Exercise: What do the entries below say? Restate them word for word.

---- Data for this task

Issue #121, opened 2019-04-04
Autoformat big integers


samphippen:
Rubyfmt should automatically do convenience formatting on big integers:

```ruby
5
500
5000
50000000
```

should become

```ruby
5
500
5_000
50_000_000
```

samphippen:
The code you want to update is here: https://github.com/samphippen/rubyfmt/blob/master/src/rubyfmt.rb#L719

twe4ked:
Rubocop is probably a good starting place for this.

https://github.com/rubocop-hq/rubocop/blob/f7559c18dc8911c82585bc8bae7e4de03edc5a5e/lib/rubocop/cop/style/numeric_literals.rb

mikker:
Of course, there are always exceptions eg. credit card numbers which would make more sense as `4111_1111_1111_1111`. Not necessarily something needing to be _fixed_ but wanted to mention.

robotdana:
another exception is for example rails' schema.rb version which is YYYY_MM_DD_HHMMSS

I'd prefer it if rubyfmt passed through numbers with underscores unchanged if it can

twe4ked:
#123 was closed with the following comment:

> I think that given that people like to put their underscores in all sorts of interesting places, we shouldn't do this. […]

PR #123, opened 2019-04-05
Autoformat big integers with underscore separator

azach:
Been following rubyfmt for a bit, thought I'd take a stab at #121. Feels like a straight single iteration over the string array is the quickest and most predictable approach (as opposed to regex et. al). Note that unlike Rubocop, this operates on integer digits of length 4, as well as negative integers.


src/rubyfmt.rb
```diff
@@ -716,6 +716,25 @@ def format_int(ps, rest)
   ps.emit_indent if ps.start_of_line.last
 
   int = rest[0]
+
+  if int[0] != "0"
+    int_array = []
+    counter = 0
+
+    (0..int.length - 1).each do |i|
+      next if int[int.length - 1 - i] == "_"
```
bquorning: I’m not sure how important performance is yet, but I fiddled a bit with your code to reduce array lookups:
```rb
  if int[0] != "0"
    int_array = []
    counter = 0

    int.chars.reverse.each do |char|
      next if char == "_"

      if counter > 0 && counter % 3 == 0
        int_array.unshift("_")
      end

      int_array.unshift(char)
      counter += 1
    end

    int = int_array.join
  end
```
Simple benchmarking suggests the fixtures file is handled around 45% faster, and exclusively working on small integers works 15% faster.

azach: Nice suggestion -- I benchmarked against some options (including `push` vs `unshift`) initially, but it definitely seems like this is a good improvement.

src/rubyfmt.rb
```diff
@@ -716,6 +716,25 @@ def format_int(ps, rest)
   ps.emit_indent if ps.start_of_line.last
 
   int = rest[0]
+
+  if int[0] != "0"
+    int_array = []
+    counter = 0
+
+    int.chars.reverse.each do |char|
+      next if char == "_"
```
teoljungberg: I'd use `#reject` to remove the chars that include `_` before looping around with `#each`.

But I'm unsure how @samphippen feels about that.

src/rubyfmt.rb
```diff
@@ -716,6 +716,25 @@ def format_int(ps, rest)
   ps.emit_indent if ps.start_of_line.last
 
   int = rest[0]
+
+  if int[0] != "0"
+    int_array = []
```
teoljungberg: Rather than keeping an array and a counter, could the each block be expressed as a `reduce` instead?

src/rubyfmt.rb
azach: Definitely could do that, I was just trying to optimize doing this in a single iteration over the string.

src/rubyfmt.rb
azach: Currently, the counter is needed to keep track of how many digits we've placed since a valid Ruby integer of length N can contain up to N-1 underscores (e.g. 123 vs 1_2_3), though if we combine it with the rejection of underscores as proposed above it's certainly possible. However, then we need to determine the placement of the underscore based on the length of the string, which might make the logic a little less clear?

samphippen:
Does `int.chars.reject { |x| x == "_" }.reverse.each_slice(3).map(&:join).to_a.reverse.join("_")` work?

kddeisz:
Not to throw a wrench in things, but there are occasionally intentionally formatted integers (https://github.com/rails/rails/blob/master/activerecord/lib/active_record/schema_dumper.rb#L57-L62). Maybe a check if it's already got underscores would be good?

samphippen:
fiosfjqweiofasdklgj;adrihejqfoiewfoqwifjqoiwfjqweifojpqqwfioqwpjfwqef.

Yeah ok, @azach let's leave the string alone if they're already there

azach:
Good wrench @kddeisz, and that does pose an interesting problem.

--------

Solution to the exercise:
Issue #121, opened 2019-04-04
Autoformat big integers


samphippen:
Rubyfmt should automatically do convenience formatting on big integers:

```ruby
5
500
5000
50000000
```

should become

```ruby
5
500
5_000
50_000_000
```

samphippen:
The code you want to update is here: https://github.com/samphippen/rubyfmt/blob/master/src/rubyfmt.rb#L719

twe4ked:
Rubocop is probably a good starting place for this.

https://github.com/rubocop-hq/rubocop/blob/f7559c18dc8911c82585bc8bae7e4de03edc5a5e/lib/rubocop/cop/style/numeric_literals.rb

mikker:
Of course, there are always exceptions eg. credit card numbers which would make more sense as `4111_1111_1111_1111`. Not necessarily something needing to be _fixed_ but wanted to mention.

robotdana:
another exception is for example rails' schema.rb version which is YYYY_MM_DD_HHMMSS

I'd prefer it if rubyfmt passed through numbers with underscores unchanged if it can

twe4ked:
#123 was closed with the following comment:

> I think that given that people like to put their underscores in all sorts of interesting places, we shouldn't do this. […]

PR #123, opened 2019-04-05
Autoformat big integers with underscore separator

azach:
Been following rubyfmt for a bit, thought I'd take a stab at #121. Feels like a straight single iteration over the string array is the quickest and most predictable approach (as opposed to regex et. al). Note that unlike Rubocop, this operates on integer digits of length 4, as well as negative integers.


src/rubyfmt.rb
```diff
@@ -716,6 +716,25 @@ def format_int(ps, rest)
   ps.emit_indent if ps.start_of_line.last
 
   int = rest[0]
+
+  if int[0] != "0"
+    int_array = []
+    counter = 0
+
+    (0..int.length - 1).each do |i|
+      next if int[int.length - 1 - i] == "_"
```
bquorning: I’m not sure how important performance is yet, but I fiddled a bit with your code to reduce array lookups:
```rb
  if int[0] != "0"
    int_array = []
    counter = 0

    int.chars.reverse.each do |char|
      next if char == "_"

      if counter > 0 && counter % 3 == 0
        int_array.unshift("_")
      end

      int_array.unshift(char)
      counter += 1
    end

    int = int_array.join
  end
```
Simple benchmarking suggests the fixtures file is handled around 45% faster, and exclusively working on small integers works 15% faster.

azach: Nice suggestion -- I benchmarked against some options (including `push` vs `unshift`) initially, but it definitely seems like this is a good improvement.

src/rubyfmt.rb
```diff
@@ -716,6 +716,25 @@ def format_int(ps, rest)
   ps.emit_indent if ps.start_of_line.last
 
   int = rest[0]
+
+  if int[0] != "0"
+    int_array = []
+    counter = 0
+
+    int.chars.reverse.each do |char|
+      next if char == "_"
```
teoljungberg: I'd use `#reject` to remove the chars that include `_` before looping around with `#each`.

But I'm unsure how @samphippen feels about that.

src/rubyfmt.rb
```diff
@@ -716,6 +716,25 @@ def format_int(ps, rest)
   ps.emit_indent if ps.start_of_line.last
 
   int = rest[0]
+
+  if int[0] != "0"
+    int_array = []
```
teoljungberg: Rather than keeping an array and a counter, could the each block be expressed as a `reduce` instead?

src/rubyfmt.rb
azach: Definitely could do that, I was just trying to optimize doing this in a single iteration over the string.

src/rubyfmt.rb
azach: Currently, the counter is needed to keep track of how many digits we've placed since a valid Ruby integer of length N can contain up to N-1 underscores (e.g. 123 vs 1_2_3), though if we combine it with the rejection of underscores as proposed above it's certainly possible. However, then we need to determine the placement of the underscore based on the length of the string, which might make the logic a little less clear?

samphippen:
Does `int.chars.reject { |x| x == "_" }.reverse.each_slice(3).map(&:join).to_a.reverse.join("_")` work?

kddeisz:
Not to throw a wrench in things, but there are occasionally intentionally formatted integers (https://github.com/rails/rails/blob/master/activerecord/lib/active_record/schema_dumper.rb#L57-L62). Maybe a check if it's already got underscores would be good?

samphippen:
fiosfjqweiofasdklgj;adrihejqfoiewfoqwifjqoiwfjqweifojpqqwfioqwpjfwqef.

Yeah ok, @azach let's leave the string alone if they're already there

azach:
Good wrench @kddeisz, and that does pose an interesting problem.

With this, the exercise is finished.